Giving an effective technical presentation requires a lot of preparation and practice. For example, in preparation for a 15 minute conference talk, it’s quite common for a researcher to spend several days preparing, and give several practice talks along the way. Here are some guidelines to follow while preparing your presentation.
The most common mistake in giving a talk is to focus too much attention on the preparation of your slides. Remember that the talk is what comes out of the speaker’s mouth, not the slides. Resist the temptation to spend all your preparation time working on pretty powerpoint slides. Instead, prepare the outline and script of your talk first, and only then think about how slides might help to illustrate some of the key points you are trying to make. A good rule of thumb is to spend 75% of the preparation time on your outline and script, and 25% of the time preparing slides. Remember that the world’s best orators give great talks without slides!
Before you start preparing the outline and details, write down a brief abstract. It’s worth spending some time on it. (For what it’s worth, even though I’ve given hundreds of talks and lectures, I still do this before every talk and lecture I prepare).
Try to write, in the most concise and clear way, a brief summary of the talk. What problem are you solving, and why is it interesting? What is the context in which you are doing the work? What is the essence of your work, and your results? What is the “ah hah!” factor —- what do you want your audience to take away from the talk? If you can’t write a 1-paragraph summary, it tells you that you don’t have a clear idea of what the talk is about. Once you have a good paragraph written, you can be sure that the talk will be a lot easier to prepare.
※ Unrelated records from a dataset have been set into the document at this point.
PR #754, opened 2023-09-11
Handle unknown and default Durations

raman325:
fixes https://github.com/home-assistant/core/issues/99873

### DIFF
--- a/zwave_js_server/model/duration.py
+++ b/zwave_js_server/model/duration.py
@@ -18,7 +18,7 @@ class Duration:
     """Duration class."""
 
     data: DurationDataType | Literal["unknown", "default"]
-    unit: Literal["seconds", "minutes"] = field(init=False)
+    unit: Literal["seconds", "minutes", "unknown", "default"] = field(init=False)
     value: int | float | None = field(init=False)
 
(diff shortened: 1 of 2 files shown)


MartinHjelmare (commented):
Black complains.

raman325:
> Black complains.

thanks, missed this

zwave_js_server/model/duration.py
```diff
@@ -17,12 +17,16 @@ class DurationDataType(TypedDict, total=False):
 class Duration:
     """Duration class."""
 
-    data: DurationDataType
+    data: DurationDataType | Literal["unknown", "default"]
```
MartinHjelmare, line 20: Does this mean that the unit in `DurationDataType` can only have seconds or minutes as values?

raman325: yup good call

raman325: reference: https://github.com/zwave-js/node-zwave-js/blob/master/packages/core/src/values/Duration.ts#L134

MartinHjelmare (approved):
Thanks!

PR #756, opened 2023-09-16
Handle non existing result futures on pop

raman325:
I'm not sure how to test this... My only thought at the moment is to patch `self._result_futures` with a dict subclass instance that overrides adding an item to the dict to not do it. But that seems like a bad hack, so open to other suggestions

### DIFF
--- a/test/test_client.py
+++ b/test/test_client.py
@@ -474,5 +474,5 @@ async def test_pop_future_none(client_session, url, driver_ready):
 
     await driver_ready.wait()
 
-    with pytest.raises(NotConnected):
+    with pytest.raises(asyncio.CancelledError):
         await client.async_send_command({"command": "some_command"})
--- a/test/test_client.py
+++ b/test/test_client.py
@@ -472,5 +472,7 @@ async def test_pop_future_none(client_session, url, driver_ready):
 
     asyncio.create_task(client.listen(driver_ready))
 
-    with pytest.raises(asyncio.CancelledError):
+    await driver_ready.wait()
+
+    with pytest.raises(NotConnected):
         await client.async_send_command({"command": "some_command"})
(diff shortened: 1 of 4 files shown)


MartinHjelmare:
I think we should try to test this by sending a command and waiting for the result but before that arrives we receive a websocket message with a message type that closes the connection. That will cancel all the result futures and clear the result futures dict.

I think we already patch out the WS client `send_json` method so that when called it will set the WS client as closed which will trigger the canceling and clearing that we want. I'd try to create a client, connect it, then create a listen task and wait for it to be ready, then send a command without mocking out the command first. That should trigger the closing of the WS client, and then a CancelledError will be raised when awaiting the sending of the command.

test/test_client.py
```diff
@@ -461,3 +461,16 @@ async def test_additional_user_agent_components(client_session, url):
...
+async def test_pop_future_none(client_session, url, driver_ready):
+    """Test when a future has been cleared from futures dict, popping still works."""
+    client = Client(url, client_session)
+    await client.connect()
+
+    assert client.connected
+
+    asyncio.create_task(client.listen(driver_ready))
+
+    with pytest.raises(asyncio.CancelledError):
```
MartinHjelmare, line 475: Should we await `driver_ready` first?

raman325: by awaiting `driver_ready` the connection is already closed by the time we try to send the command. Will have to review the fixture to see what the right implementation is here

raman325: the problem is that as soon as we drain the message queue, we close the connection. We should instead only close the connection if we attempt to receive a message and the queue is already drained. Making some adjustments to the tests accordingly

raman325: let me know what you think of these changes. I think this is the correct behavior, but I am not 100% sure

MartinHjelmare (approved):
Looks good!

PR #766, opened 2023-09-30
Filter out logging events from debug logs

raman325:
When server logging is enabled, we should not include the `Received message` logging statement for logging events because it's not formatted well and we'll get the formatted version immediately after anyway.

### DIFF
--- a/zwave_js_server/model/node/firmware.py
+++ b/zwave_js_server/model/node/firmware.py
@@ -297,7 +297,7 @@ class NodeFirmwareUpdateInfo:
         return cls(
             version=data["version"],
             changelog=data["changelog"],
-            channel=data.get("channel", "stable"),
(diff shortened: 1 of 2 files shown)


zwave_js_server/model/node/firmware.py
```diff
@@ -297,7 +297,7 @@ def from_dict(
         return cls(
             version=data["version"],
             changelog=data["changelog"],
-            channel=data["channel"],
+            channel=data.get("channel", "stable"),
```
MartinHjelmare, line 300: This doesn't match the PR title.

MartinHjelmare (changes requested):
Let's break out the change of the firmware model.

MartinHjelmare (approved):

PR #773, opened 2023-10-04
Create script to generate notification enums and check if git is dirty

raman325:
This is to prep for https://github.com/zwave-js/certification-backlog/issues/9

EDIT: I've also added a dirty repo check at the bottom of each script. The thought is that we can set up a workflow to run those once a day via tox. That will allow us to catch if/when the constants change


raman325:
may rework this to generate it like we do for multilevel sensor constants

marcelveldt (approved):
looks fine by me.
if we expect this to be ever going to change/extend, we might want to add a fallback handler to unknown ?

example: https://github.com/home-assistant-libs/aiohue/blob/master/aiohue/v2/models/feature.py#L97

raman325:
Need to rework enums to include the second key in the enum value names, also need to add state enums

scripts/generate_notification_constants.py
```diff
@@ -0,0 +1,315 @@
...
+
+import requests
+from slugify import slugify
+
+GITHUB_PROJECT = "zwave-js/node-zwave-js"
+BRANCH_NAME = "master"
+NOTIFICATIONS_FILE_PATH = "packages/config/config/notifications.json"
+
+CONST_FILE_PATH = pathlib.Path(__file__).parent.joinpath(
+    "../zwave_js_server/const/command_class/notification.py"
```
MartinHjelmare, line 19: Maybe use `parent` twice and remove the double dot?

MartinHjelmare (approved):

raman325:
this needs to be merged before we finalize the notification CC constants in this PR: https://github.com/zwave-js/node-zwave-js/pull/6368

PR #782, opened 2023-10-16
Set up pre-commit

raman325:
Starting to get annoyed with missing some of these checks before committing. Shamelessly stolen from `home-assistant/core`


.pre-commit-config.yaml
```diff
@@ -0,0 +1,47 @@
...
+      # committing from a GUI tool that was not launched from an activated
+      # shell.
+      - id: mypy
+        name: mypy
+        entry: scripts/run-in-env.sh mypy
+        language: script
+        types: [python]
+        require_serial: true
+        files: ^(zwave_js_server)/.+\.py$
+      - id: flake8
```
MartinHjelmare, line 28: Why do we need to run flake8 locally?

raman325: I'm mirroring what we do in CI for testing: https://github.com/home-assistant-libs/zwave-js-server-python/blob/4c41c10328d69b30c2ac72d8e478baa073ce024b/tox.ini#L16-L23

MartinHjelmare: Right but maybe we can run flake8 via a dedicated pre-commit hook? If there are special requirements on the environment a local hook could be needed. I'm not sure what the case is for flake8.

Side note: We should move to ruff instead of flake8 longterm.

.pre-commit-config.yaml
```diff
@@ -0,0 +1,39 @@
...
+        language: script
+        types: [python]
+        require_serial: true
+        files: ^(zwave_js_server)/.+\.py$
+      - id: pylint
+        name: pylint
+        entry: scripts/run-in-env.sh pylint -j 0 --ignore-missing-annotations=y
+        language: script
+        types: [python]
+        files: ^zwave_js_server/.+\.py$
```
MartinHjelmare, line 39: No end of file line.

MartinHjelmare (approved):

PR #783, opened 2023-10-16
Add isort to pre-commit

raman325:


.pre-commit-config.yaml
```diff
@@ -6,6 +6,10 @@ repos:
         args:
           - --quiet
         files: ^((zwave_js_server|scripts|test)/.+)?[^/]+\.py$
+  - repo: https://github.com/pycqa/isort
```
MartinHjelmare, line 9: I'd move to ruff directly instead.

raman325: sounds good

PR #786, opened 2023-10-16
Switch to ruff in tests and precommit

raman325:
New to `ruff` so if you wonder why I did something a certain way, I probably didn't have a good reason, I was just experimenting/using HA as a reference while trying to minimize complexity. I fixed some things that ruff caught so that's great.

~~I disabled `warn_return_any` because all of a sudden it started spitting out a bunch of errors. Not sure why we didn't see these before? If we want to re-enable it, I can do so in a separate PR, just let me know~~ I re-enabled it without issue and ran `mypy` to confirm there were no errors, so not sure what happened


.pre-commit-config.yaml
```diff
@@ -1,4 +1,18 @@
...
+        name: Check ruff for zwave_js_server
+        files: ^(zwave_js_server)/.+\.py$
+        args: [--fix, --exit-non-zero-on-fix]
+  - repo: https://github.com/astral-sh/ruff-pre-commit
+    rev: v0.0.292
+    hooks:
+      - id: ruff
+        name: Check ruff for scripts and test
+        files: ^(scripts|test)/.+\.py$
+        args: [--fix, --exit-non-zero-on-fix, --select, I001, D210, D400, D403, D415]
```
MartinHjelmare, line 15: What's the difference between these two hooks? Are we more forgiving for the tests and scripts?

Prepare an outline - perhaps in the form of 30-40 bullets - that shows the flow of the whole talk. This will help identify missing or redundant sections; and will help balance the amount of information you include in each part of the talk. It is often tempting to spend too much on one, unimportant detail, leaving too little time for the important stuff.
Yes - I mean it. Write down, word for word, your whole talk. You’d be amazed at how many people do this — even skilled speakers who give talks often. If the President can give speeches from a teleprompter, it tells you something about what makes a good talk. In many fields of the humanities, researchers read all their talks from a script.
The trick is to script the whole talk, read it aloud many times and then learn it. Then the day before your talk, throw away your script. You’ll remember the key sentences and points, and by not reading it you’ll make it sound more natural. Having a script will make your talk get off on the right foot, and help overcome nervousness. Perhaps most importantly, a script will help you avoid missing out some important points, and will help you make best use of the small amount of time you have.
Think about what slides you need to illustrate your script. Your slides do not have to paint a complete picture on their own. It is a common misconception that the slides should be readable and meaningful without the speaker. This is baloney. If this were true, we wouldn’t need the speaker! Think of them as illustrative tools, to help explain key ideas. It is not a good idea to use them to jog your memory; that is what your own notes are for.
Practice the talk with the script several times.
Throw away the script.
Once you have practiced the scripted talk a few times, throw your script away. You will remember the key phrases; and in the moment, you will link it together more naturally than you would by reading it.
If all this seems like a lot of work, it is. Giving a good talk involves many hours of preparation.